Elke moeder die wel eens met haar kinderen boodschappen doet heeft het wel eens gezegd: “Wees nu eens dankbaar voor wat je hebt!” Alles wat onze kinderen mooi vinden willen ze hebben. En al zeg je nog zo vaak “nee”, ze blijven vragen. Ik reageer wel eens geïrriteerd als de kinderen voor de zoveelste keer vragen om een snoepje, speelgoed, een opblaasbad, een smartphone, kleren. “Mag ik die?” is een veel gehoorde vraag bij ons thuis. Maar als ik er over nadenk: ben ik zelf wel zo dankbaar?
Paulus is er nogal duidelijk in. Hij geeft in bijna al zijn brieven getuigenis van zijn dankbaarheid:
- “Wij danken God altijd over u allen” (1 Thess. 1:2),
- “Ik dank mijn God, uwer gedachtig zijnde in mijn gebeden” (Filémon 1:4),
- “Eerstelijk dank ik mijn God door Jezus Christus over u allen” (Rom. 1:8).
En dat niet alleen, hij geeft ook duidelijk opdracht om dankbaar te zijn:
- “En de vrede van Christus, tot welke gij immers in één lichaam geroepen zijt, regere in uw harten; en weest dankbaar” (Kol. 3:15)
- “Dankt God in alles, want dit is de wil van Jezus Christus over u“(1 Thess. 5:18)
- “En al wat gij doet met woorden of met werken, doe het alles in de Naam van de Heere Jezus, dankende God en de Vader door Hem” (Kol. 3:17)
Daarbij was Paulus zo echt tevreden:
- Maar ik heb alles ontvangen, en ik heb overvloed; ik ben vervuld geworden, als ik van Epafroditus ontvangen heb, dat van u gezonden was, als een welriekende reuk, een aangename offerande, Gode welbehagelijk. (Fil. 4:18) En dat terwijl Paulus op dat moment gevangen zat in Rome!
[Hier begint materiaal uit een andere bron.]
Issue #173, opened 2026-04-12
YouTube Library app (Knowledge Pipeline Step 4)


jaylfc:
## Summary
Build the YouTube Library app — ingest videos, transcript viewer with timestamps, embedded player, summary cards, opt-in video download.

## Status
Implementation plan written at `docs/superpowers/plans/2026-04-12-youtube-library.md`.

## Dependencies
- Knowledge Base Service (done)
- Library App (done)

## Spec
`docs/superpowers/specs/2026-04-12-knowledge-capture-pipeline-design.md` — YouTube Library section

jaylfc:
Implemented — YouTubeFetcher + routes + YouTubeLibraryApp

PR #1676, opened 2026-07-06
fix(deps): clear npm Dependabot alerts via overrides (#173)

jaylfc:
Clears the 6 open npm Dependabot alerts on `desktop/package-lock.json` (1 high + 5 medium), all transitive.

| Package | Advisory | Fix |
|---|---|---|
| lodash-es | **HIGH** code injection via `_.template` + 2x prototype pollution | -> 4.18.1 |
| uuid | buffer bounds check in v3/v5/v6 | -> 11.1.1 |
| nanoid (x2) | predictable results on non-integer size | -> 5.x |

Applied as npm `overrides` so transitive versions (pulled by excalidraw, mermaid, milkdown, fortune-sheet, chevrotain) resolve to patched releases.

**Verified:** `npm audit` = 0 vulnerabilities, `npm run build` succeeds, full vitest suite green (2610 tests) — so the forced major bumps (uuid 8->11, nanoid 3/4->5) do not break the ESM consumers.

## Summary by CodeRabbit

* **Chores**
  * Updated package version overrides to keep several dependencies pinned to specific versions, helping maintain more consistent installs and builds.

### DIFF
--- a/desktop/package-lock.json
+++ b/desktop/package-lock.json
@@ -258,12 +258,6 @@
         "lodash-es": "4.17.21"
       }
     },
-    "node_modules/@chevrotain/cst-dts-gen/node_modules/lodash-es": {
-      "version": "4.17.21",
-      "resolved": "https://registry.npmjs.org/lodash-es/-/lodash-es-4.17.21.tgz",
-      "integrity": "sha512-mKnC+QJ9pWVzv+C4/U3rRsHapFfHvQFoFB92e52xeyGMcX6/OlIl78je1u8vePzYZSkkogMPJ2yjxxsb89cxyw==",
-      "license": "MIT"
-    },
     "node_modules/@chevrotain/gast": {
       "version": "11.0.3",
       "resolved": "https://registry.npmjs.org/@chevrotain/gast/-/gast-11.0.3.tgz",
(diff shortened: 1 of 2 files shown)


jaylfc:
Kilo triage - all three are caveats already covered by empirical verification, not blockers:

1. **lodash-es 4.18.1 non-canonical / Dependabot recognition:** the Dependabot advisory's own patched-version field is `fixed 4.18.0` (that is what surfaced these alerts), and `npm audit` reports **0 vulnerabilities** after the override. GitHub's advisory DB (what Dependabot uses) recognizes the 4.18.x line as the fix, so the alerts resolve.
2. **uuid 8 -> 11 drops CJS:** the CI **spa-build job passed** (a real vite build, not just a local check) and the full **2610-test vitest suite passed**, which exercises the Office/Calc (fortune-sheet) and editor components that consume uuid. The build is pure ESM (vite + esbuild/rolldown), so there is no CJS `require('uuid')` consumer to break.
3. **nanoid ESM-only / PostCSS:** same evidence - the CI spa-build runs PostCSS/Tailwind and succeeded with nanoid forced to 5.x, so no build-time CJS consumer regressed.

The one thing verifiable only post-merge is whether Dependabot auto-closes the alerts; `npm audit = 0` plus the advisory's stated fix versions make that near-certain, and any residual will re-surface and be handled. Merging on green.

PR #1684, opened 2026-07-06
fix(taos_agent): discard stale per-agent key on re-scope failure, fall back to master

### LINKED ISSUE #825: bug: changing the taOS agent model breaks it on routing-only LiteLLM (stale per-agent key preferred over master key)
## Symptom

Changing the taOS agent's model (Agents/Settings model picker, or PATCH /api/taos-agent/settings + PUT /api/taos-agent/permitted-models) silently breaks the agent on installs where LiteLLM runs in routing-only mode (no LiteLLM DB). The agent returns no output. After #816 the user now sees "the agent backend returned no output, the model proxy may still be warming", but it never recovers because warming is not the actual cause.

Found live on the Pi today while switching the taOS agent to nex-agi/nex-n2-pro:free.

## Root cause

`tinyagentos/taos_agent_runtime.py` persists a per-agent LiteLLM virtual key (`llm_key` in the taos_agent prefs) and on each run tries to re-scope it to the current permitted models via `llm_proxy.update_agent_key`. On routing-only LiteLLM (no database_url), `update_agent_key` returns False early (it cannot call /key/update without a key DB), and `create_agent_key` cannot mint per-agent keys either. But the runtime still USES the stored stale key, which is scoped to the OLD model. LiteLLM then rejects the call for the new model and opencode produces nothing. The re-scope-False path also feeds the #816 born-degraded flag, which loops because the re-scope structurally cannot succeed in routing-only mode.

## Fix direction

When `update_agent_key` returns False because LiteLLM has no key DB (routing-only), the agent must fall back to the LiteLLM master key (which permits every model) instead of using a stale-scoped per-agent key. Detect routing-only mode explicitly (no database_url) and skip per-agent keying entirely, using the master key. Only use and persist per-agent keys when a key DB exists. The current code already falls back to the master key when no stored key exists, so the bug is specifically the stale stored key being preferred over the master key when re-scope fails.

## Workaround (applied on the Pi)

Removed the `llm_key` field from the taos_agent pref row so the agent fell back to the master key. nex then worked immediately.

hognek:
## Summary

When a stored per-agent LiteLLM virtual key fails to re-scope to new permitted models (e.g. after Skald switches models programmatically), the stale key was silently kept — overriding the master-key fallback. The LiteLLM auth hook then rejected calls because the new model wasn't in the old allowlist.

## Fix

In taos_agent_runtime.py, when update_agent_key returns False, we now leave litellm_key as None instead of keeping the stale stored key. This lets the existing master-key fallback at line 136 activate, preferring the unscoped master key over a stale per-agent key whose scope no longer matches.

The three code paths now are:
- **Re-scope succeeds** → use the stored key (same behavior as before)
- **Re-scope fails** → discard stored key, fall through to master
- **Proxy not running** → keep stored key, set born_degraded (no auth check possible)

## Testing

- All 18 taos-agent route tests pass: tests/test_routes_taos_agent.py
- All 150 related tests pass (deployer, taos-agent routes, chat)
- 3 pre-existing failures in test_llm_proxy.py (missing tinyagentos.litellm_keystore import in test setup — unrelated)

Fixes #825

### DIFF
--- a/tests/test_gpu_arbiter.py
+++ b/tests/test_gpu_arbiter.py
@@ -1,0 +1,216 @@
+"""Tests for the GPU VRAM arbiter (taOS #894 Slice 2)."""
+import asyncio
+
+import pytest
+
+from tinyagentos.scheduler.gpu_arbiter import GpuArbiter, VramAllocation
+from tinyagentos.scheduler.resource import Resource, Tier
+from tinyagentos.scheduler.types import (
+    Capability, Priority, ResourceSignature, Task,
+)
+
+
+@pytest.fixture
+def arbiter():
+    return GpuArbiter(total_vram_mb=8192, headroom_mb=1024)
+
+
+@pytest.fixture
+def evict_log():
+    return []
+
+
+@pytest.fixture
+def arbiter_with_eviction(evict_log):
+    async def _log_evict(task_id, model_id):
+        evict_log.append((task_id, model_id))
+    return GpuArbiter(total_vram_mb=8192, headroom_mb=1024, evict_callback=_log_evict)
+
+
+def _make_task(task_id="t1", vram_mb=0, priority=Priority.INTERACTIVE_AGENT):
+    return Task(
+        id=task_id, capability=Capability.LLM_CHAT,
+        payload=lambda r: asyncio.sleep(0), preferred_resources=[],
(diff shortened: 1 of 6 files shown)


hognek:
Closing — branch was accidentally corrupted during rebase. Will resubmit correctly.

Issue #385, opened 2025-12-23
[CI] FreeBSD/OpenBSD (NetBSD?)


Stebalien:
We don't currently have have any BSD CI and we really should.

PR #387, opened 2026-01-05
ci: adds FreeBsd ci using vm runner

ikilledkanishk:
Adds FreeBSD CI using a VM-based runner.

Addresses #385 by providing build and test coverage on FreeBSD,
unblocking platform-specific changes.


ikilledkanishk:
ci was failing because the freebsd vm doesn't have ssh installed by default, i have updated the workflow so it does now.

PR #401, opened 2026-04-27
Replace `windows-sys` with inline bindings

Jake-Shadle:
I'm going through dependencies on my projects attempting to remove as many usages of windows-sys as I can as the number of versions being pulled in is getting out of hand. This crate's needs are quite modest so I just inlined the bindings it needed to remove the dependency entirely.

### DIFF
--- a/Cargo.toml
+++ b/Cargo.toml
@@ -29,13 +29,6 @@ getrandom = { version = ">=0.3.0, <0.5", default-features = false, optional = tr
 [target.'cfg(any(unix, target_os = "wasi"))'.dependencies]
 rustix = { version = "1.1.4", features = ["fs"] }
 
-[target.'cfg(windows)'.dependencies.windows-sys]
-version = ">=0.52, <0.62"
-features = [
-    "Win32_Storage_FileSystem",
-    "Win32_Foundation",
-]
-
 [dev-dependencies]
 doc-comment = "0.3"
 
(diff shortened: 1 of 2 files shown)


Stebalien:
> I'm going through dependencies on my projects attempting to remove as many usages of windows-sys as I can as the number of versions being pulled in is getting out of hand.

In this case, I recommend you work with those projects to increase their range of supported `windows-sys` crates. `tempfile` allows any version from 0.52.x.y through 0.61.x.y so I doubt that's contributing to your crate pulling in multiple `windows-sys` versions. I can probably add support for even older versions, if that would help.

---

I'm inclined to leave the dependency because I don't use windows and testing/developing the Windows support in this crate is already tricky enough.

Usually, I'd consider removing a dependency if:

1. It's a niche dependency. Niche dependencies tend to receive less attention and can be juicy targets for attackers, especially when they're dependencies of widely used packages. However, `windows-sys` is one of the most popular crates on crates.io.
2. I don't know/trust the maintainer. I'm not a fan of Microsoft's software, but they'd lose a lot of cred if `windows-sys` got backdoored.
3. It added too much runtime bloat. However, in this case, I _assume_ the crate adds virtually no bloat given that it's just syscall stubs.

The one reason _to_ consider removing `windows-sys` is the cost of vendoring it. I understand that there's a lot of code there (even if it's inactive) and auditing it is likely a bit time consuming. On the other hand... it doesn't get updated that often and I'm skeptical any organization shipping rust code on windows will be able to completely remove it from their dependency tree.

Jake-Shadle:
Fair enough, I'm not under any illusions that I'll be able to remove it completely, I just got annoyed enough this week that I wanted to see how many crates I could remove it from. Thanks for taking the time to reply!

PR #403, opened 2026-05-06
make test_temp_path_resolve_existing_cwd() work with symlink in TMPDIR

martinvonz:
Here's a simple way to reproduce a test failure before this commit:

```
ln -s /tmp /tmp/here
TMPDIR=/tmp/here cargo test
```

That fails something like this:

```
test test_temp_path_resolve_existing_cwd ... FAILED

failures:

---- test_temp_path_resolve_existing_cwd stdout ----

thread 'test_temp_path_resolve_existing_cwd' (137617) panicked at tests/namedtempfile.rs:376:5:
assertion `left == right` failed
  left: "/tmp/.tmpDu1A7l/foo"
 right: "/tmp/here/.tmpDu1A7l/foo"
note: run with `RUST_BACKTRACE=1` environment variable to display a backtrace
```

This commit fixes it by canonicalizing the CWD path in the test.

### DIFF
--- a/tests/namedtempfile.rs
+++ b/tests/namedtempfile.rs
@@ -363,13 +363,10 @@ fn test_temp_path_resolve_existing_cwd() {
     let tmpdir = tempdir().unwrap();
     std::env::set_current_dir(&tmpdir).expect("failed to change to directory");
 
-    let cwd = if cfg!(target_os = "macos") {
-        // MacOS has absolute paths and ABSOLUTE paths. `cd /var/tmp/...` actually changes to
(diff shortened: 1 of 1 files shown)


Stebalien:
Windows was failing because paths were getting converted to UNC syntax. So, instead of using the normalized paths in the rest of the tests, I just used the return value of `std::env::current_dir` and verified that we successfully changed to the correct directory.

I'm not super happy with it but... it works and it's just a test.

Stebalien:
But thanks for the PR and the easy reproducer!

PR #427, opened 2026-06-30
Update MSRV to 1.70

Doods0:
Debian stable [now supports](https://packages.debian.org/trixie/rust/rustc) rustc 1.85, so I bumped the MSRV to 1.70 to remove `once_cell`.

```
# Not available in stdlib until 1.70, but we support 1.63 to support Debian stable.
once_cell = { version = "1.19.0", default-features = false, features = ["std"] }
```

### DIFF
--- a/.github/workflows/ci.yml
+++ b/.github/workflows/ci.yml
@@ -40,7 +40,7 @@ jobs:
         rust-version:
           - nightly
           - stable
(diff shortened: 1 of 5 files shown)


Doods0:
Apparently, the maintainer is already planning another PR, #327 , so I'll close this.

PR #5836, opened 2015-04-26
simplify how CMSSW is called

hufnagel:
The CMSSW executor class is calling subprocess in a complex and strange way, simplify it. Tested in Tier0 replays, works fine. An earlier version of this with most of the changes (removing the while loop) has been exercised in Tier0 replays for months now).


PerilousApricot:
+1 I'm the "AMM" in the comment. I still don't know what that block is
from. Only thing I can think is that subprocess was less fully-featured in
older versions of Python.

-- 
Sent from Gmail Mobile

PerilousApricot:
Also, that's from 5 years ago, I feel old.

-- 
Sent from Gmail Mobile

ericvaandering:
Dealing with subprocesses seems to have been reworked multiple times in earlier pythons but now seems stable.

PR #5842, opened 2015-04-29
Fix except to use python 2.6 recommendation

ericvaandering:
Update our use of exceptions to python 2.6 standard. Tested with all unit tests, checks out OK.


hufnagel:
I guess I should do the same in the T0 code base ? Of if you have a script to do so please feel free to do the same there...

ericvaandering:
I can do it easily. I can't test it, though. :-)

This is super easy though. 

easy_install futurize
futurize -f except . (or similar)

hufnagel:
That's fine, if you make a pull request I (or the operators) can test it in the next replay.

PR #5851, opened 2015-04-30
Only change jobPrio when it has a diff prio

amaltaro:
Quick patch provided by Brian. @bbockelm @ticoann iplease review. We need to push it to production asap.

There is still one thing we have to fix, it seems we first submit jobs to condor queue and only then we change its prio (creating one condor_qedit more). But this will have to wait.

### DIFF
--- a/src/python/WMCore/BossAir/Plugins/CondorPlugin.py
+++ b/src/python/WMCore/BossAir/Plugins/CondorPlugin.py
@@ -803,16 +803,17 @@ class CondorPlugin(BasePlugin):
         if 'taskPriority' in kwargs and 'requestPriority' in kwargs:
             # Do a priority update
             priority = (int(kwargs['requestPriority']) + int(kwargs['taskPriority'] * self.maxTaskPriority))
-            command = 'condor_qedit -constraint \'WMAgent_SubTaskName == "%s" && WMAgent_RequestName == "%s"\' ' %(task, workflow)
-            command += 'JobPrio %d' % priority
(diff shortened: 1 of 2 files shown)


bbockelm:
There's a second condor_qedit below this that also needs to be changed.  Can you update it?

ericvaandering:
Are we using condor plugin or pycondor plugin?

amaltaro:
@bbockelm code updated.
@ericvaandering no, but move to pycondor is my plan for the next wmagent production release (beginning of june)

amaltaro:
Eric, trying to answer you again :-) we are still using condor plugin. It seems pycondor is much more stable now (I know T0 guys ran a few replays using it).

ericvaandering:
So do we need to make sure the same sort of change gets into PyCondorPlugin or does it not suffer from the problem?

bbockelm:
Yup - same sort of change needs to be ported.

ticoann:
I guess it was causing the problem when it try to update the priority with same priority, right?
Since I don't know the syntax, if Brian said it looks OK, it is good to go. 
Do you want me to updated the production agent? You can include the PyCondor version on master patch. Thanks,

bbockelm:
Yeah - even if the classad is unchanged, it apparently sends an "update pending" message which is causing a problem.

amaltaro:
PyCondor has been updated as well. I guess we can now go ahead and patch the production agents (?)

amaltaro:
Pushed to production. I'll create the master version tomorrow or on Monday :-)

ticoann:
Thanks Alan, merging it since this is against WMAgent version. I will create the master version.

ticoann:
#5852 is created

amaltaro:
:+1:

PR #5854, opened 2015-05-01
remove unnecessary views from wmagent wmstats view

### LINKED ISSUE #4526: change wmstats agent side deploy script to only push necessary view

ticoann:
fixes #4526. @amaltaro, Alan please review. (Don't merge, need to be tested)

### DIFF
--- a/src/couchapps/WMStatsAgent/validate_doc_update.js
+++ b/src/couchapps/WMStatsAgent/validate_doc_update.js
@@ -1,0 +1,17 @@
+function(newDoc, oldDoc, userCtx) {
+   // Determines the doc operation type
+   var DOCOPS = { modif:0, creat:1, delet:2 };
+   var docOp = oldDoc ? (newDoc._deleted === true ? DOCOPS.delet : DOCOPS.modif)
+                      : DOCOPS.creat;
+
+   if (newDoc._deleted === true && !oldDoc) {
+     throw({forbidden: 'Do not create deleted docs'});
+   }
+
+   var allowed = (userCtx.name === null);
+   //---------------------------------
+     // Throw if user not validated
+   if(!allowed) {
+      throw {forbidden: "User not authorized for action. only local update allowed"};
+   }
+};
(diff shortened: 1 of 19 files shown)


amaltaro:
Just to make sure I understood:
 - WMStatsAgent contains wmstats views required only by the agent
 - WMStats contains wmstats views only required by WMStats.

I noticed the new WMStatsAgent files (updates, views, etc) are the same as those under WMStats. Shouldn't we then remove the same files under WMStats?

ticoann:
Most updates to wmstats happens in WMAgent. And most views are used from central WMStats.
Problem we have was the views, although most views (except one 'time' view) was pushed to wmagent deployment which cause a lot of disk space. Current patch kept only one view for agent deployment.
The problem is it makes the duplicate code base for maintenance.  We could do something in deployment script. (while deploying the wmagent delete the files unused instead of having the duplicate code base) - one problem with this is it is not very obvious that which code are used for WMAgent unless you look at the deployment script.  - If you prefer that way, I can change the code.
Updates codes are kept for central wmstats although some of them are not used. For the following reason.
  - It allows separate script for manipulating the data. This is needed for some recovery script.
  - It doesn't contribute to increase of the data size

src/couchapps/WMStatsAgent/validate_doc_update.js
```diff
@@ -0,0 +1,54 @@
...
+   var isGlobalAdm = (userCtx.name === null)
+                     || matchesRole("admin","")
+                     || matchesRole("_admin","")
+                     || matchesRole("-admin","group:couchdb");
+
+   //---------------------------------
+   // Authorization rules for Myapp DB
+
+   // The following rule aplies for all operation types
+   var allowed = isGlobalAdm || matchesRole("production-operator","group:dataops")
```
amaltaro: Just trying to simplify, do we need to validate the user roles for agent updates? Couch is accessed via localhost with no certificate, maybe we could drop this and the one above.

amaltaro:
I agree with you, IMO it's better to have a bit more code to maintain and have these things clearer.

src/couchapps/WMStatsAgent/validate_doc_update.js
ticoann: You are right, I updated the permissions.

PR #5855, opened 2015-05-01
do both adler32 and crc checksum calculation in one file read

hufnagel:
To improve performance and reduce disk IO on the worker node calculate the adler32 and crc checksums in one file read.

### DIFF
--- a/src/python/WMCore/Algorithms/BasicAlgos.py
+++ b/src/python/WMCore/Algorithms/BasicAlgos.py
@@ -10,7 +10,46 @@ Python implementations of basic Linux functionality
 import os
 import stat
 import time
-import hashlib
+import zlib
+import subprocess
+
+def calculateChecksums(filename):
+    """
+    _calculateChecksums_
+
+    Get the adler32 and crc32 checksums of a file. Return None on error
+
+    Process line by line and adjust for known signed vs. unsigned issues
+      http://docs.python.org/library/zlib.html
+
+    The cksum UNIX command line tool implements a CRC32 checksum that is
+    different than any of the python algorithms, therefore open cksum
+    in a subprocess and feed it the same chunks of data that are used
+    to calculate the adler32 checksum.
+
+    """
+    adler32Checksum = 1 # adler32 of an empty string
+    cksumProcess = subprocess.Popen("cksum", stdin = subprocess.PIPE, stdout = subprocess.PIPE)
+
+    # the lambda basically creates an iterator function with zero
+    # arguments that steps through the file in 4096 byte chunks
+    with open(filename, 'rb') as f:
+        for chunk in iter((lambda:f.read(4096)),''):
+            adler32Checksum = zlib.adler32(chunk, adler32Checksum)
+            cksumProcess.stdin.write(chunk)
+
+    cksumProcess.stdin.close()
+    cksumProcess.wait()
+
+    cksumStdout = cksumProcess.stdout.read().split()
+    cksumProcess.stdout.close()
+
+    # consistency check on the cksum output
+    filesize = os.stat(filename)[stat.ST_SIZE]
+    if len(cksumStdout) != 2 or int(cksumStdout[1]) != filesize:
+        raise RuntimeError("Something went wrong with the cksum calculation !")
+
+    return ("%x" % (adler32Checksum & 0xffffffff), "%s" % cksumStdout[0])
 
 
 def tail(filename, nLines = 20):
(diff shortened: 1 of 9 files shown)


hufnagel:
New pull request as it completely changes the goal of the changes. @ticoann , I still removed the crc checksum from wmstats, as IMO we should only deal with adler32 everywhere as we can (crc checksum will just stay around for legacy reasons.

But I can remove the wmstats changes if that makes validating and eventually merging this easier...

hufnagel:
@PerilousApricot , also would appreciate a look at my checksum calculation code. Its a (much) simpler version than you presented in the other issue.

Also, please note that cksum.stdin.write is highly discouraged by the python documentation, but is the only way this works. The suggested cksum.communicate() cannot deal with passing input data in chunks at a time.

hufnagel:
Also, do not merge yet, this is untested !

hufnagel:
Also included passing NOTSET as adler32 or md5 checksum to DBS if they are not defined. Instead don't pass anything to DBS.

ticoann:
For WMStats, it doesn't really matter. It is just a display purpose. If information is not needed we don't have there. Validating and merging is the same unless this need to be merged before May production deployment. But if this has to be merged before that we can do that as well.

hufnagel:
Patch has been tested in a Tier0 replay. I looked at the DBS file inject records, it only passed the adler32 and crc checksums now, not md5 anymore (and the injection still works). I also took the checksums passed to DBS and compared them to interactively calculated checksums from the same file copied from EOS to local disk.

hufnagel:
Lets leave the wmstats in place then. We keep crc checksums, because a) we save ourselves some headache with DBS and b) we get them basically for free now. They are still there, but we don't use them prominently anymore. Who knows, maybe they'll go away in DBS4 :-).

As for wmstats, as the checksum is still there, the change can be merged whenever. Its not critical that the wmstats change is deployed at the same time as the other changes, this can happen in any order.

hufnagel:
@ericvaandering @ticoann @PerilousApricot , please review/comment.

PerilousApricot:
:+1:  - Sucks that we have to spawn off a process for checksums, but like you noticed, there's something different between the command line and what zlib does :/. Rest of it looks good to me, esp. if you verified that it all looks the same interactively

hufnagel:
Btw, my interactive tests were mostly for the crc checksum calculated by cksum. If we do get adler32 wrong at the end of the job stageout will fail immediately because stageout actually checks that file written to EOS has the samer adler32 as what we pass with the file back to the agent.

ericvaandering:
So is this the proposed end state for this issue or do we move forward with the DBS issue and simplify this code in June/July?

src/python/WMCore/Algorithms/BasicAlgos.py
```diff
@@ -10,7 +10,48 @@
...
+    The cksum UNIX command line tool implements a CRC32 checksum that is
+    different than any of the python algorithms, therefore open cksum
+    in a subprocess and feed it the same chunks of data that are used
+    to calculate the adler32 checksum.
+
+    """
+    adler32Checksum = 1 # adler32 of an empty string
+    cksumProcess = subprocess.Popen("cksum", stdin = subprocess.PIPE, stdout = subprocess.PIPE)
+
+    f = open(filename, 'rb')
```
ericvaandering: You can use a context manager here (with open as f)

hufnagel:
Well, yes, removing the crc checksum from the WMCore core will simplify the code somewhat (removing like 10 lines of code in one file and a line of code each from two other files). But there really isn't much of performance benefit anymore (a few seconds for the crc algorithm to calculate from data already in memory) and with all these files in DBS already having the CRC checksum, there is an argument to be made to keep supplying it for consistency.

I think it depends on what happens on the DBS side, which is largely driven by what the policy is. Mandatory crc checksum and other checksums optional doesn't make much sense as a policy, but it is what is implemented. In effect we always pass both from WMAgent (not sure what CRAB3 does, they should probably also get these code updates...).

More a question for you though, do we want to spend time on what has stopped being a performance issue and has moved to be a policy clarification and implementation cleanup to be more consistent with a possible new policy ?

Even if we decide we still want to move forward on the DBS side, I would suggest to validate/test/merge this code update as-is and then make the other changes later once we know what we want to do on the DBS side.

src/python/WMCore/Algorithms/BasicAlgos.py
hufnagel: Just read up on it. No functional difference and the old style syntax isn't deprecated or anything like that either. There are no benefits for a simple example like this here, although I can see it being useful if what you ar doing in the file processing section is more complex.

hufnagel:
@ericvaandering , update the file open and loop construct. Works interactively, although I am also running another Tier0 replay with it.

hufnagel:
Replay worked with the latest code as well, spot check on a produced file and the cksum passed to DBS shows it to be identical to the same cksum calculated from another file copy from EOS.

ticoann:
@hufnagel, Dirk, this is ready to be merged, right?

hufnagel:
From my side definitely. I am using it in all Tier0 replays I am doing.

ericvaandering:
Merge it. Ignore my Jenkins prototype which is this "Waiting to hear" thing

PR #5863, opened 2015-05-07
Fix useSiteListAsLocation usage

amaltaro:
trustSiteLists was being set to True regardless the value of useSiteListAsLocation


amaltaro:
Added a protection in case it's set as a string during assignment. @ticoann please review
This one requires a new cmsweb upgrade, but we can wait until the next cycle

amaltaro:
tested in my VM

Overvloed? Vervuld geworden?
Wat vergeten we vaak dankbaar te zijn! We bidden om bescherming, om hulp, om zegen en we vergeten ervoor te danken als we het gekregen hebben. In het e-book ‘Koester je Huwelijk’ schreef ik al over het delen van je dankbaarheid. Laten we onze dankbaarheid vaker uitspreken. Naar de Heere, naar elkaar. Vooral ook mét onze kinderen.
De dankpot
Bij ons staat sinds kort een potje op tafel met briefjes ernaast. Elke dag na de maaltijd willen we met elkaar één of meerdere dingen benoemen waar we dankbaar voor kunnen zijn. We danken er met elkaar voor na de maaltijd. En we schrijven ze op een briefje dat in de pot gaat. Het briefje gaat in de pot. Als de pot vol is (of bijvoorbeeld na een half jaar) lezen we met elkaar de briefjes weer door. Om te gedenken wat de Heere gedaan heeft.
Echte dankbaarheid
Echte dankbaarheid komt voort uit genade. Als je mag weten door genade verlost te zijn van je zonden, door het bloed van de Heere Jezus, dan kan het niet anders of er volgt dankbaarheid uit.
Echte dankbaarheid gaat samen met verwondering. Verwondering over alles wat de Heere wil geven aan een mens als ik, dat dagelijks weer zoveel zonde doet. Echte dankbaarheid brengt ijver. Als we een medemens dankbaar zijn voor zijn hulp willen we graag iets terug doen. Nog veel meer aan de Heere! Wat zal ik den HEERE vergelden voor al Zijn weldaden aan mij bewezen? (…) Mijn geloften zal ik den HEERE betalen, nu, in de tegenwoordigheid van al Zijn volk. (Psalm 116: 12, 14). En zo leidt dankbaarheid tot een loflied!
Wat een mooi idee om dit samen met de kinderen te delen. Zo sta je er samen bij stil en wordt het hopelijk minder gewoon. Tenminste zo is dat bij mij zo vaak, als alles z’n gangetje gaat, dan vindt je al snel het zo heel gewoon. Terwijl er zoveel is om dankbaar voor te zijn.
Dank voor je reactie, Linda, ik ben het helemaal met je eens!